Would you please repeat exactly the lines from the one containing "Running the suite" to the end of the records, both included, and leave out the rest?

----

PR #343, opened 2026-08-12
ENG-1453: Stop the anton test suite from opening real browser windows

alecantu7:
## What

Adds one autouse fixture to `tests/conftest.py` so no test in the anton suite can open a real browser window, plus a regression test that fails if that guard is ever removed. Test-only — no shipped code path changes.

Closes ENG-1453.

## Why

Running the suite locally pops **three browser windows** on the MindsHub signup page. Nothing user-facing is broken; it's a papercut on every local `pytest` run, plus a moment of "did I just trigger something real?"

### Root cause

----

# Answer below:
Running the suite locally pops **three browser windows** on the MindsHub signup page. Nothing user-facing is broken; it's a papercut on every local `pytest` run, plus a moment of "did I just trigger something real?"

### Root cause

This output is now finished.